Copy each line below that contains "exists".

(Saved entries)
==*==

PR #30, opened 2019-04-01
Implement LTA lifecycle commands

blinkdog:
By the magic of semaphores, we can now start and stop components with `ltacmd`.

Commands are:
`ltacmd drain` - Drain the currently running component, then stop
`ltacmd start <component>` - Start the named component
`ltacmd stop` - Stop the named component

Bugs are:
`ltacmd kill` - We save the PID generated by `ltacmd start`, but `kill -9` only gets the bash script, not the Python process. Still researching a way to make this work nicely.


lta/bundler.py
```diff
@@ -233,6 +235,21 @@ def __init__(self, config: Dict[str, str], logger: Logger) -> None:
         }
         await lta_rc.request('POST', '/Files/actions/bulk_update', update_body)
 
+
+def check_drain_semaphore() -> bool:
+    """Check if a drain semaphore exists in the current working directory."""
+    cwd = os.getcwd()
+    drain_filename = os.path.join(cwd, DRAIN_SEMAPHORE_FILENAME)
+    return Path(drain_filename).exists()
```
dsschult: This function seems like duplicate code, since it's in every module.

lta/bundler.py
```diff
@@ -233,6 +235,21 @@ def __init__(self, config: Dict[str, str], logger: Logger) -> None:
...
+
+
+def check_stop_semaphore() -> bool:
+    """Check if a stop semaphore exists in the current working directory."""
+    cwd = os.getcwd()
+    drain_filename = os.path.join(cwd, STOP_SEMAPHORE_FILENAME)
+    return Path(drain_filename).exists()
```
dsschult: As I point out later, this function seems unnecessary.

lta/bundler.py
```diff
@@ -265,10 +282,25 @@ def __init__(self, config: Dict[str, str], logger: Logger) -> None:
...
+async def lifecycle_loop(bundler: Bundler) -> None:
+    """Run a check for a stop semaphore as an infinite loop."""
+    bundler.logger.info("Starting lifecycle loop")
+    while True:
+        # if there is a stop semaphore, terminate the program
+        if check_stop_semaphore():
+            bundler.logger.info("Component stopped; shutting down.")
+            sys.exit(0)
+        # sleep until we check again
+        await asyncio.sleep(1.0)
```
dsschult: Might be easier to just get a SIGTERM instead of checking explicitly for something every second.

lta/bundler.py
```diff
@@ -265,10 +282,25 @@ def __init__(self, config: Dict[str, str], logger: Logger) -> None:
...
+
+
 async def status_loop(bundler: Bundler) -> None:
     """Run status heartbeat updates as an infinite loop."""
     bundler.logger.info("Starting status loop")
     while True:
+        # if there is a drain semaphore, stop sending status updates
+        if check_drain_semaphore():
+            break
```
dsschult: Could you just do:

```python
while not check_drain_semaphore():
```

lta/bundler.py
```diff
@@ -279,6 +311,10 @@ def __init__(self, config: Dict[str, str], logger: Logger) -> None:
     """Run bundler work cycles as an infinite loop."""
     bundler.logger.info("Starting work loop")
     while True:
+        # if there is a drain semaphore, don't do any additional work
+        if check_drain_semaphore():
+            bundler.logger.info("Component drained; shutting down.")
+            sys.exit(0)
```
dsschult: Same as above, putting it in the `while` condition.

lta/lta_cmd.py
```diff
@@ -191,17 +288,32 @@ def date_ok(d: str) -> bool:
...
                                help="display output in JSON",
                                action="store_true")
     parser_status.set_defaults(func=status)
 
+    # define a subparser for the 'stop' subcommand
+    parser_stop = subparser.add_parser('stop', help='stop the component')
+    parser_stop.add_argument("component",
+                             choices=COMPONENT_NAMES,
+                             help="optional LTA component",
+                             nargs='?')
```
dsschult: If we're just going to ignore the component name, why take it as an argument?

lta/bundler.py
blinkdog: This is one that will probably end up refactored in DEV-605:
https://wipacit.atlassian.net/browse/DEV-605

lta/bundler.py
blinkdog: Yep, this one went away.

lta/bundler.py
blinkdog: Yep, this too also went away.

lta/bundler.py
blinkdog: I liked this better, so I did end up using it verbatim.

lta/bundler.py
blinkdog: Yep.

lta/lta_cmd.py
```diff
@@ -31,6 +33,33 @@
 }
 
 
+def deamon_for(component: str) -> Daemon:
+    """Create a Daemon object for the specified component name."""
+    pidfile = pid_filename(component)
+    runner = __import__(f"lta.{component}", fromlist=['']).runner
```
dsschult: Should use `importlib.import_module`.

lta/lta_cmd.py
blinkdog: I ended up making this component argument non-optional.
On the upside, multiple components can be started from the same repo directory.

lta/lta_cmd.py
blinkdog: Fixed this one up.

PR #32, opened 2019-04-08
Replicator Component

blinkdog:
This one isn't done, I'm just opening the PR to provide visibility.
Visibility allows review of smaller chunks of progress for faster feedback.

Implements the shell of the Replicator component for LTA.
The core work (talking to the LTA DB, talking to Rucio) remains to be filled in.


lta/replicator.py
```diff
@@ -0,0 +1,117 @@
...
+    It registers the bundles with Rucio. It updates the Bundle and the
+    corresponding TransferRequest in the LTA DB with a 'transferring' status.
+    """
+
+    def __init__(self, config: Dict[str, str], logger: Logger) -> None:
+        """
+        Create a Replicator component.
+
+        config - A dictionary of required configuration values.
+        logger - The object the bundler should use for logging.
```
blinkdog: Comment refers to bundler, should refer to replicator.

blinkdog:
JIRA Crosslink: https://wipacit.atlassian.net/browse/DEV-582

lta/replicator.py
```diff
@@ -0,0 +1,117 @@
...
+        # TODO: Perform the work against rucio
+        # 1. Pop bundles from the LTA DB
+        # 2. for each bundle
+        # 2.1. upload and regsiter the bundle to rucio
+        #     rucio upload --rse $RSE --scope SCOPE --register-after-upload --pfn PFN --name NAME /PATH/TO/BUNDLE
+        # 2.2. for each destination site
+        # 2.2.1. add the BUNDLE_DID from 2.1 to the replica
+        #     rucio attach DEST_CONTAINER_DID BUNDLE_DID
+        # 2.3. update the Bundle in the LTA DB; registration information
+        # 2.4. update the TransferRequest in the LTA DB; state: [None] -> [Transferring]
```
dsschult: Use Rucio REST API.

blinkdog: The Rucio client is a pretty thick wrapper over the REST API.

I think this is the entry point for the `rucio upload` command:
https://github.com/rucio/rucio/blob/master/bin/rucio#L828

Which goes down through several layers:
https://github.com/rucio/rucio/blob/master/lib/rucio/client/uploadclient.py#L71
https://github.com/rucio/rucio/blob/master/lib/rucio/client/uploadclient.py#L204

https://github.com/rucio/rucio/blob/master/lib/rucio/rse/rsemanager.py#L350
https://github.com/rucio/rucio/blob/master/lib/rucio/rse/rsemanager.py#L429
https://github.com/rucio/rucio/blob/master/lib/rucio/rse/rsemanager.py#L471

https://github.com/rucio/rucio/blob/master/lib/rucio/rse/protocols/protocol.py#L376
https://github.com/rucio/rucio/blob/master/lib/rucio/rse/protocols/sftp.py#L105

I'm not sure using the REST API is practical for our use case.

dsschult: I don't think tracing the cli code will lead to proper REST API solutions.  Might be better to look at the REST API docs directly:
https://rucio.readthedocs.io/en/latest/rest.html

blinkdog: https://rucio.readthedocs.io/en/latest/restapi/did.html#post--dids-(scope)-(name)

blinkdog: *sigh* ...

https://github.com/rucio/rucio/blob/master/lib/rucio/core/did.py#L162

And immediately the scene from Kill Bill comes to mind, where Lucy Liu says "You didn't think it was going to be that easy, did you?"

blinkdog: Well, going back to the upload case and tracing through the code, it appears this method is responsible for getting a File into Rucio:

https://github.com/rucio/rucio/blob/master/lib/rucio/client/replicaclient.py#L182

This appears to be a `POST /replicas` with the following data:
` data = {'rse': rse, 'files': files, 'ignore_availability': ignore_availability}`

Where files is documented like this:
```
:param files: The list of files. This is a list of DIDs like :
[{'scope': <scope1>, 'name': <name1>}, {'scope': <scope2>, 'name': <name2>}, ...]
```

The dictionary it expects is documented in the `add_replica` method above:
```
        dict = {'scope': scope, 'name': name, 'bytes': bytes, 'meta': meta, 'adler32': adler32}
        if md5:
            dict['md5'] = md5
        if pfn:
            dict['pfn'] = pfn
```

Here `bytes` is the size of the File in bytes, not the actual file data.
Other documentation from the method:
```
        :param scope: The scope of the file.
        :param name: The name of the file.
        :param bytes: The size in bytes.
        :param adler32: adler32 checksum.
        :param pfn: PFN of the file for non deterministic RSE.
        :param md5: md5 checksum.
        :param meta: Metadata attributes.
```

blinkdog:
And finally, the PR is ready for review!

dsschult:
My only question: how much of the Rucio code can be shared for what @vbrik is doing with file replication?

blinkdog:
> My only question: how much of the Rucio code can be shared for what @vbrik is doing with file replication?

`rucio.py` which implements `RucioClient` on top of `RestClient` could probably be reused; the main benefit is `auth()` for handling authentication with Rucio.

Otherwise, it's pretty much down to the nitty gritty of REST calls. The documentation there is poor, and the best way of knowing what to do is reverse engineering a CLI or Python client call, combined with a little trial and error.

==*==

RESULT FOR THIS TASK:
+    """Check if a drain semaphore exists in the current working directory."""
+    return Path(drain_filename).exists()
+    """Check if a stop semaphore exists in the current working directory."""
+    return Path(drain_filename).exists()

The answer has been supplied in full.